[Opening DATA SUPPLIED section]

PR #581, opened 2017-03-11
robot-name: Add test versioning

tleen:
See #470

### DIFF
--- a/exercises/robot-name/bonus_example.go
+++ b/exercises/robot-name/bonus_example.go
@@ -7,8 +7,6 @@ import (
 	"math/rand"
 )
 
-const testVersion = 1
-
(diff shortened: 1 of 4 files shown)


robphoenix:
Does this need to be considered here also? https://github.com/exercism/xgo/pull/536#issuecomment-281337014

tleen:
Yes I think so. Wasn't quite sure what to do with the testing stuff in bonus, so didn't. What was the final consensus, leave it or strip it?

robphoenix:
strip it, so the test version info is only in the initial/main test files and not in any extra/bonus files.

robphoenix:
:+1: LGTM. Be good to squash the commits for merging.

[Closing DATA SUPPLIED section]

*AIM OF THE TASK*.
Considering the records line by line, how many lines hold the string "strip"? Say only the number.

*OUTPUT OF THE EXERCISE*.
2